Ana Clara Rennó, Fernanda Teixeira e Nara Albiero
Introdução
A situação fundiária no Brasil é um problema histórico marcado pela concentração de terras e pela carência da atuação do Estado no sentido de ponderar a questão da propriedade na perspectiva da solução da falta de condições mínimas de acesso à terra como fator de dignidade humana.
No espaço urbano, a posse da terra não está ligada diretamente à produção, mas à possibilidade de acesso ao trabalho, à infraestrutura de saúde, educação, transporte, lazer oferecidos nas cidades, sendo que a proximidade, o acesso e a disponibilidade desses recursos também afetam o setor imobiliário, que muitas vezes vê o território da cidade apenas como uma mercadoria, como valor de troca e não com valor de uso.
Foi nesse contexto que, há oito anos ocorreu na região sul da cidade de São José dos Campos, no Vale do Paraíba do estado de São Paulo, o violento episódio da desapropriação do conhecido terreno do Pinheirinho, resultado da Massa Falida Selecta, pertencente ao empresário Naji Nahas, dono do grupo Selecta S/A, que declarou falência nos anos 1990.

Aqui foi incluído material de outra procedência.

PR #2032, opened 2018-12-13
Use non-breaking whitespace before units

goderbauer:
This will hopefully avoid awkward line breaks like this:

screen shot 2018-12-12 at 6 14 09 pm

### DIFF
--- a/src/docs/resources/faq.md
+++ b/src/docs/resources/faq.md
@@ -352,14 +352,14 @@ In December 2018, we measured the download size of a
 [minimal Flutter app](https://github.com/flutter/flutter/tree/75228a59dacc24f617272f7759677e242bbf74ec/examples/hello_world)
 (no Material Components, just a single `Center` widget, built with
 `flutter build apk`), bundled and compressed as a release APK, to be
-approximately 4.06 MB.
+approximately 4.06 MB.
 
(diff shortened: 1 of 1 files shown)


src/docs/resources/faq.md
```diff
@@ -352,14 +352,14 @@ In December 2018, we measured the download size of a
...
-the core engine is approximately 2.7 MB (compressed),
-the framework + app code is approximately 820.6 KB (compressed),
-the LICENSE file is 53.5 KB (compressed),
-necessary Java code (classes.dex) is 61.8 KB (compressed),
-and there is approximately 450.4 KB of (compressed) ICU data.
+the core engine is approximately 2.7 MB (compressed),
+the framework + app code is approximately 820.6 KB (compressed),
+the LICENSE file is 53.5 KB (compressed),
+necessary Java code (classes.dex) is 61.8 KB (compressed),
+and there is approximately 450.4 KB of (compressed) ICU data.
```
chalin: How about using `&nbsp;` instead. That would make it obvious (for this and future PRs) that we've got the right kinda space character here w/o having to resort to a character dump of the file.

goderbauer: Done.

A sucessão de decisões acerca do terreno que culminaram na reintegração de posse
Localizado na região sul da cidade de São José dos Campos, o local foi ocupado por um grupo de aproximadamente 1.789 famílias no ano de 2004. Apesar das inúmeras tentativas de regularização do lote para que fosse assegurado o direito à moradia das famílias, a proposição da Reintegração de Posse foi deferida pela Juíza da 6ª Vara Cível de São José dos Campos em 2012.
Assim, foi posto em curso o despejo de todos os aproximadamente 9 mil moradores à época, em uma ação extremamente violenta e que não contava com nenhum planejamento prévio para fornecer uma estrutura digna para realocação das pessoas que habitavam a área. O acontecimento teve repercussão internacional devido ao descaso com a vida dessas famílias e o processo violento que se deu a remoção, bem como o alto gasto público dispensado na operação, que poderia ter sido investido em projetos de habitação de qualidade para os moradores.
Ocioso desde o momento de sua compra em 1982, o terreno valia 7 milhões de reais à época de sua ocupação em 2004, valor inferior ao que Nahas devia à prefeitura por IPTU (AMORIM, 2013). Naji Nahas é tido como responsável pela quebra da Bolsa de Valores do Rio de Janeiro em 1989 e também fora preso em 2008 na operação policial Satiagraha por crimes no mercado financeiro. Desde então o terreno permaneceu abandonado e ocioso, sem cumprir função social.
A ocupação do Pinheirinho foi feita pelo Movimento Urbano dos Sem Teto (MUST), após um pequeno grupo de famílias já ter sido removida de outras áreas da cidade. O terreno de 1,3 milhão de m², por estar em uma zona industrial, com bom acesso à infraestrutura, serviços e, principalmente, por estar abandonado, foi um grande atrativo para essas famílias.
Haja vista que muitos não possuíam salário capaz de adquirir habitações através do mercado imobiliário e a fraca política habitacional do município (DE CASTRO; DE SOUSA, 2019, p. 3), buscaram seu espaço independentemente da ação estatal. Segundo Forlin e Costa, 90% da população do bairro era originária de São José dos Campos (COSTA, FORLIN, 2010 apud. GNANN, BERNARDINI, 2019, p. 14), ressaltando que a ocupação surgiu a partir de uma necessidade de moradia, em meio a falta de oportunidade de pessoas de baixa renda, face à economia tecnoindustrial crescente na cidade.
Desde que começaram a ocupar o terreno, os moradores realizavam assembleias e manifestações com apoio de outros movimentos, sempre buscando acordos com o Estado para o direito à moradia. A organização do Pinheirinho fez com que o bairro possuísse planejamento para um crescimento adequado, como energia elétrica, ruas, lotes padronizados, comércio e serviços e até organizações religiosas, tudo conforme o Código de Obras e regularizações urbanísticas da cidade.
No entanto, a despeito dos esforços dos moradores para o desenvolvimento da área como um bairro propriamente dito, ela caracterizava-se como Zona Industrial de acordo com o Plano Diretor de 2006 do munícipio. Em 2010, decorre na Câmara a votação acerca da nova lei de zoneamento de São José dos Campos, tendo como uma das pautas a conversão da área do terreno em ZEIS, que em muito facilitaria a compra e regularização do terreno pelo poder público municipal.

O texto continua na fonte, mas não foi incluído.